Provided material Start Marker

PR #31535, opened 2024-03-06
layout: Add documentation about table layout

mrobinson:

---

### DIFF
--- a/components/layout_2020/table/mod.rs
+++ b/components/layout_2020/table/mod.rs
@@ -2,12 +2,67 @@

Provided material End Marker
Provided material Start Marker

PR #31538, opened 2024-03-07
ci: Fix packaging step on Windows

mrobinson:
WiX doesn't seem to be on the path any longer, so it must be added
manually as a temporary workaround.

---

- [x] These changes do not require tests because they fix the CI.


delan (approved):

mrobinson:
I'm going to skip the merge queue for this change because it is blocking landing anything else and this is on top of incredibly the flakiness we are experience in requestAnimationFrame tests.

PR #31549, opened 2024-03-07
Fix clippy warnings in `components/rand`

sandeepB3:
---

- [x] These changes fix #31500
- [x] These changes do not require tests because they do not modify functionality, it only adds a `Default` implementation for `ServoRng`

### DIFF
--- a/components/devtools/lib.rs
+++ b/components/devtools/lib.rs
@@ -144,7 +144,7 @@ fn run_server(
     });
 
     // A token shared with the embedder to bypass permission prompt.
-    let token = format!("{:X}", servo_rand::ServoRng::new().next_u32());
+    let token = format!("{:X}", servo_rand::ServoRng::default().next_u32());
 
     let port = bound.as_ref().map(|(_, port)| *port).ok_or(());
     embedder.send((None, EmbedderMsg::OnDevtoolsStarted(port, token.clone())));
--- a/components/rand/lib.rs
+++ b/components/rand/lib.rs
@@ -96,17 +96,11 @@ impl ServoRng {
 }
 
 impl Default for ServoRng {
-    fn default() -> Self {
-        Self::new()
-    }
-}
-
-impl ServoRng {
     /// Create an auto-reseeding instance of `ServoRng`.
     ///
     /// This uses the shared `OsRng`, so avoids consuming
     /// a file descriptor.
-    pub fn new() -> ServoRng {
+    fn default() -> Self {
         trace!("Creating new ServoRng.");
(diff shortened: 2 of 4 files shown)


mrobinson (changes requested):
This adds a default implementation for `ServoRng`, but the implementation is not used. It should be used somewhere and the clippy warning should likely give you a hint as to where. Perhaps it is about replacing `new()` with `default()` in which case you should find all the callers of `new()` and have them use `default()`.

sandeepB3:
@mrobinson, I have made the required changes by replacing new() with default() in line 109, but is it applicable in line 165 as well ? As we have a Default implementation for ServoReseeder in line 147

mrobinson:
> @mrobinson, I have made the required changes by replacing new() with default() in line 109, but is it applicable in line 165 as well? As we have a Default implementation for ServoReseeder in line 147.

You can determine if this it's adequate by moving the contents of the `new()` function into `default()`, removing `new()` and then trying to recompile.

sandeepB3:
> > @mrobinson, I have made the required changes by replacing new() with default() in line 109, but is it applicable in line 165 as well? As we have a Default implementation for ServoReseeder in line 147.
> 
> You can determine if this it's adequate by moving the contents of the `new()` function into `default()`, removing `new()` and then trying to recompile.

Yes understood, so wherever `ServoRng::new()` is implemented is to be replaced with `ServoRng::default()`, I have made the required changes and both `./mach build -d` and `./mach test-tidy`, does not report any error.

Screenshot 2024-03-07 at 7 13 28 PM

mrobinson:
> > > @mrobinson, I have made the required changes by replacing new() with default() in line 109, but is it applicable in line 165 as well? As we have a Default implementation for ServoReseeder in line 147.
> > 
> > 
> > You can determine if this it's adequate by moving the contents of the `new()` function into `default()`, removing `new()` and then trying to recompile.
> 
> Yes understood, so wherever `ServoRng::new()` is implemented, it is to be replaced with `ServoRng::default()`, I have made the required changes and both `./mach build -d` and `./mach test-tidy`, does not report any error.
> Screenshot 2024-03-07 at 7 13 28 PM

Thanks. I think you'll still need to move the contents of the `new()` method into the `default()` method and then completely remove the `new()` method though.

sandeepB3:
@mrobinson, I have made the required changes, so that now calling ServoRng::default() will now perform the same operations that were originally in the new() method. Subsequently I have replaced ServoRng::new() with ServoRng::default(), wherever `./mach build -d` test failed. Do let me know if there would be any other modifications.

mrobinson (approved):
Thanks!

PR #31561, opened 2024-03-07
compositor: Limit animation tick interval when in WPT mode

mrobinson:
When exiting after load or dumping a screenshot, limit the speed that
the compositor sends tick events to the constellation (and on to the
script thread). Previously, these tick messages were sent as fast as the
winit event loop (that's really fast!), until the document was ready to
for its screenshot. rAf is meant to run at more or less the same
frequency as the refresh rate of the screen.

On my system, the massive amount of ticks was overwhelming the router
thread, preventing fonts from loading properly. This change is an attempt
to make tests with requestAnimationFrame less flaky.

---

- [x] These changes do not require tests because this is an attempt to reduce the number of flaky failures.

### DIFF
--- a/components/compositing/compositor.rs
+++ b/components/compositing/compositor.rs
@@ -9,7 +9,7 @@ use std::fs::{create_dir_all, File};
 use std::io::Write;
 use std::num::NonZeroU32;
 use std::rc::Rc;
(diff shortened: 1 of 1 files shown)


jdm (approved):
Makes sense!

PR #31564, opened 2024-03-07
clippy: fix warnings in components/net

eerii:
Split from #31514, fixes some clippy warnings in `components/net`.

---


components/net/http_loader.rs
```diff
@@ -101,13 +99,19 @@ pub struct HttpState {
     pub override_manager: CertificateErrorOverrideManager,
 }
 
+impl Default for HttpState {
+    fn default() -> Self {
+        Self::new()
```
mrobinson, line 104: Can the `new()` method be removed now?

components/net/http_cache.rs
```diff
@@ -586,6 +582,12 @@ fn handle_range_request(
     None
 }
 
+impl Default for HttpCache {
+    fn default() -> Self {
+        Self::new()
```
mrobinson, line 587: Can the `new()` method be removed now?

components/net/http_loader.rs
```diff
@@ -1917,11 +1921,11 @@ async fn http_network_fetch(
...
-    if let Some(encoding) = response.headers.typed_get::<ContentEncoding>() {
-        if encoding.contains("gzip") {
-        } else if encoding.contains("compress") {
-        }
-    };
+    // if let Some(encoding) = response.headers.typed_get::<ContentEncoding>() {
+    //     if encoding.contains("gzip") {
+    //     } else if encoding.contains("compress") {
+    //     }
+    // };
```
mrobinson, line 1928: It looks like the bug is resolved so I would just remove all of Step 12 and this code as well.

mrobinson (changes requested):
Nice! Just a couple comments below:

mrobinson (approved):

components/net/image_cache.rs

Provided material End Marker
Provided material Start Marker

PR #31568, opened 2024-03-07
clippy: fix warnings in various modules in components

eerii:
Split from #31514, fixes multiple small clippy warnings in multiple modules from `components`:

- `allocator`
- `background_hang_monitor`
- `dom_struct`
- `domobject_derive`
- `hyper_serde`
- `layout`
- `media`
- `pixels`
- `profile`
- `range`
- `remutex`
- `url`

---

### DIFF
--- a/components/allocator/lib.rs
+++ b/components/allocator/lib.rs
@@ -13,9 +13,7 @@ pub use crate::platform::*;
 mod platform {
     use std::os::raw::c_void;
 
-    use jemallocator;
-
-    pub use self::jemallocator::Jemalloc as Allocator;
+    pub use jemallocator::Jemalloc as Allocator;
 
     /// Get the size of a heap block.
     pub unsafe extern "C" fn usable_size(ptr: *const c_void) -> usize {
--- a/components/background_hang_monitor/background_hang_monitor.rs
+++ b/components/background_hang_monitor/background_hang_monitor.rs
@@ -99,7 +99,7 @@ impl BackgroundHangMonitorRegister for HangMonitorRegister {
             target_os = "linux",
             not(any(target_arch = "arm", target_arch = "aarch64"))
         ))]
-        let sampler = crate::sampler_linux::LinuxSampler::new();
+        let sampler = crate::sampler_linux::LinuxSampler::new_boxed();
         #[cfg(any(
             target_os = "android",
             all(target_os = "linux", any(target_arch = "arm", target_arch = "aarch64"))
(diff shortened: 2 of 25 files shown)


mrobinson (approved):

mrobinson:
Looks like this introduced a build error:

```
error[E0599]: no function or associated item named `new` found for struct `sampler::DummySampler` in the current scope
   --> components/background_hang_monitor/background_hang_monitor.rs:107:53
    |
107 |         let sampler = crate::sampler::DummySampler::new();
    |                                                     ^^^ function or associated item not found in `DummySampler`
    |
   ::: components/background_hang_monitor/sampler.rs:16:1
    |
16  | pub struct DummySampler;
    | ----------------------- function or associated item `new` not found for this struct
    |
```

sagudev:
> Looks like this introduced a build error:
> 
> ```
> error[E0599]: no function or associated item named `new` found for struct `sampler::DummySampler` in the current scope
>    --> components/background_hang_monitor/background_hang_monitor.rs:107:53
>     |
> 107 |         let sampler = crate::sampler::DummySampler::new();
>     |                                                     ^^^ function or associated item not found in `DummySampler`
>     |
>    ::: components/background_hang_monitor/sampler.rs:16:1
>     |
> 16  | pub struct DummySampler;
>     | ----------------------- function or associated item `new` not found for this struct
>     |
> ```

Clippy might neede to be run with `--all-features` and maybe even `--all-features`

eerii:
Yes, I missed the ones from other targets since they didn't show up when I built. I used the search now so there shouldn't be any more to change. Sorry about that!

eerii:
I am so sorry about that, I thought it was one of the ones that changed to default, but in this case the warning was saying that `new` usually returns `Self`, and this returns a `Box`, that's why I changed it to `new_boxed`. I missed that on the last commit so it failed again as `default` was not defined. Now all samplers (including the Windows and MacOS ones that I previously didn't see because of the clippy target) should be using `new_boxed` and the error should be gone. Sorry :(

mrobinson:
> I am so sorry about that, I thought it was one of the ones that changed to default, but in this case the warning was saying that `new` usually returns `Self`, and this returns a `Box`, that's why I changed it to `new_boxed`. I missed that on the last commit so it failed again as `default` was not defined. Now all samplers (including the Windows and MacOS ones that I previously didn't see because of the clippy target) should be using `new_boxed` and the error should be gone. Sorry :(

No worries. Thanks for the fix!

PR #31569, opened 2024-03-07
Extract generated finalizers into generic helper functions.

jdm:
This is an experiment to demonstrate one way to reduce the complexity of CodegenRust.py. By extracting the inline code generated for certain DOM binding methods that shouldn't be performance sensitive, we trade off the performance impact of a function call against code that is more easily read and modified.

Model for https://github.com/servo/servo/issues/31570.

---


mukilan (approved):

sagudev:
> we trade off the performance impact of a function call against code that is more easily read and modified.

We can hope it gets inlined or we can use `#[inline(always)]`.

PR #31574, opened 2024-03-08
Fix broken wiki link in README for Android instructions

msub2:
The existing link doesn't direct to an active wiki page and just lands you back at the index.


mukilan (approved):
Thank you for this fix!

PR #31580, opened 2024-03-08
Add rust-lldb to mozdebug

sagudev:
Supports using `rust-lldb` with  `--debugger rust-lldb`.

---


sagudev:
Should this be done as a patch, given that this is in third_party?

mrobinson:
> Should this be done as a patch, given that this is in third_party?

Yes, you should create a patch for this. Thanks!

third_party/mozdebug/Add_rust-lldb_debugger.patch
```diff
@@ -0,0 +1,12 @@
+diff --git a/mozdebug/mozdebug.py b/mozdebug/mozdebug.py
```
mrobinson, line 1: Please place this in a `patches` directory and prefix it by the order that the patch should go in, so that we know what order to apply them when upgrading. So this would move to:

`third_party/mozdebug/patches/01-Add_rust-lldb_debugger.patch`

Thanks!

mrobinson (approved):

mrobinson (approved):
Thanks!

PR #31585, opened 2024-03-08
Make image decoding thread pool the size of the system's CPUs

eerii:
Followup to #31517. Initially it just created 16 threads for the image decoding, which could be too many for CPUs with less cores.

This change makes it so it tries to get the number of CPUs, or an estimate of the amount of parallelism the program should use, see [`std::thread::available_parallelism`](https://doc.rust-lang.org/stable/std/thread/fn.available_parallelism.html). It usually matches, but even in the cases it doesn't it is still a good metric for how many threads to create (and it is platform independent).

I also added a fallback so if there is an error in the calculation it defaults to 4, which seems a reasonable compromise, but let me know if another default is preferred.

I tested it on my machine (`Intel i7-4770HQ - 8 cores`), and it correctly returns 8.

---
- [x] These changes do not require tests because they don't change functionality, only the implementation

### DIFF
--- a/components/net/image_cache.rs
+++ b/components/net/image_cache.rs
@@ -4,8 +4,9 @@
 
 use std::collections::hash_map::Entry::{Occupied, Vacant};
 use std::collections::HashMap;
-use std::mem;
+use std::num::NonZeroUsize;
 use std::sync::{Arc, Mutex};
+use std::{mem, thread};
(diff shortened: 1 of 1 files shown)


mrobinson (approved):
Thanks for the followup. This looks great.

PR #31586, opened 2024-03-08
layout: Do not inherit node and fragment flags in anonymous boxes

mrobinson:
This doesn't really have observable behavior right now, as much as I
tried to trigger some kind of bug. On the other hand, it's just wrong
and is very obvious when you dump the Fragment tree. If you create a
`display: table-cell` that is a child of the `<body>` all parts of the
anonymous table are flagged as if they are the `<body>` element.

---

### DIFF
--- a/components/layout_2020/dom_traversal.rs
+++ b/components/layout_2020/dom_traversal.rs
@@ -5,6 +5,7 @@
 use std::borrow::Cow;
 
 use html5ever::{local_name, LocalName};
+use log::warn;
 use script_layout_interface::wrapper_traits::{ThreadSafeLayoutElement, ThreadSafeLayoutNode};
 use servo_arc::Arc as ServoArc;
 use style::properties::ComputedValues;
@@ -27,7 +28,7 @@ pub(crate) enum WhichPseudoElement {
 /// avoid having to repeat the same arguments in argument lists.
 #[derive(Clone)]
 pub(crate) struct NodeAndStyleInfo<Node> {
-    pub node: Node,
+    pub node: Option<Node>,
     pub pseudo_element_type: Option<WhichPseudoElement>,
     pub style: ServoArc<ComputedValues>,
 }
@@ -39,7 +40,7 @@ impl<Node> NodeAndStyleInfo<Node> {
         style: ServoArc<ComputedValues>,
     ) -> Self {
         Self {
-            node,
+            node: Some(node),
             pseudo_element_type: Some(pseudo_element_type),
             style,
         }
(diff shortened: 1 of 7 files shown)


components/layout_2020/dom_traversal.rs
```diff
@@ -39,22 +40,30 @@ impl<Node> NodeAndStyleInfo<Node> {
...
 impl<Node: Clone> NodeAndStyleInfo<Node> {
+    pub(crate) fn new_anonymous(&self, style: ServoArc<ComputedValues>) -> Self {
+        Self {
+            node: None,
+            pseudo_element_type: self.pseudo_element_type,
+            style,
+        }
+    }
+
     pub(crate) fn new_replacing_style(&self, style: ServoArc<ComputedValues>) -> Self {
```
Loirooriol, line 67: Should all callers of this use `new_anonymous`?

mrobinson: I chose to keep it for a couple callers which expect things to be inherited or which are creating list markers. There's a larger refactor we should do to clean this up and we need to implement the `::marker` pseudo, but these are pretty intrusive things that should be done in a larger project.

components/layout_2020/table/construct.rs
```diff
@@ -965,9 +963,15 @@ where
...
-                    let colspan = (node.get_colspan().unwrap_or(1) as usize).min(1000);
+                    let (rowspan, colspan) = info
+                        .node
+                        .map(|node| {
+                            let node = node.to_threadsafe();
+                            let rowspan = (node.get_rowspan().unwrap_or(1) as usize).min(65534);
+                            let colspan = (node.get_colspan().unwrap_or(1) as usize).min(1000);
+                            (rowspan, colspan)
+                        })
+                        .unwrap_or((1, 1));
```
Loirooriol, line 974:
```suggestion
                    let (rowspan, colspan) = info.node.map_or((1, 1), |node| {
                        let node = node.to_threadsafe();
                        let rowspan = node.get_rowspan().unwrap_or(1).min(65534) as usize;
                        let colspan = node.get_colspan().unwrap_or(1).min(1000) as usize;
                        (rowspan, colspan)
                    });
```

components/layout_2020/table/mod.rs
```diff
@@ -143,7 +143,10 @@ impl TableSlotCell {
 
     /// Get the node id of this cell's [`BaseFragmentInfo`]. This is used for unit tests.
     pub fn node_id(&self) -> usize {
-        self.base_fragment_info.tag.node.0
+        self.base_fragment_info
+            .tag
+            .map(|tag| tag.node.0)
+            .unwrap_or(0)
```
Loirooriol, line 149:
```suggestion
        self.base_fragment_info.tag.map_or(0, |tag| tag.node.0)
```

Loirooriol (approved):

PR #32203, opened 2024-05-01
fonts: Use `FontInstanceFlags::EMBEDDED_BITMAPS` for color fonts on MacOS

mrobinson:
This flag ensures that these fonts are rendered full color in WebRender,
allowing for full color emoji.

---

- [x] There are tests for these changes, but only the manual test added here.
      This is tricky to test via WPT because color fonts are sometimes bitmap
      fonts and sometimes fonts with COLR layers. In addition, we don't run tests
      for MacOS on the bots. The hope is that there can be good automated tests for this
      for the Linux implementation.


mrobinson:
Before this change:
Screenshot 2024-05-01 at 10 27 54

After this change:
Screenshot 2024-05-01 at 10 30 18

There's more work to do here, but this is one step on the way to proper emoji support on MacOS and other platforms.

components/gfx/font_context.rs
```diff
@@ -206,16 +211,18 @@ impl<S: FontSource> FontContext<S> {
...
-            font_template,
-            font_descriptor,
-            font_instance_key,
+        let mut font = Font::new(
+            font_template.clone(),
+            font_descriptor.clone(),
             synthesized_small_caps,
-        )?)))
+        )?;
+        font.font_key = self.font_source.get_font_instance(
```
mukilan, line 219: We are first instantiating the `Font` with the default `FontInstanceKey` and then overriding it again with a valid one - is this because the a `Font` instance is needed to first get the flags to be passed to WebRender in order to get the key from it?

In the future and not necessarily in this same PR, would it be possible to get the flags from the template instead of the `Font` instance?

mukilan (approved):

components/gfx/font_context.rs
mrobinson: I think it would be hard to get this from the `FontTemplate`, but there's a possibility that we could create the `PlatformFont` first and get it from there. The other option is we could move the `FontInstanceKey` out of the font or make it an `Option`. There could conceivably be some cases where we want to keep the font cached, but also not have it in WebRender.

Provided material End Marker

Tally the lines above that include the word "determine"; answer with the total only.

Problem solution: 3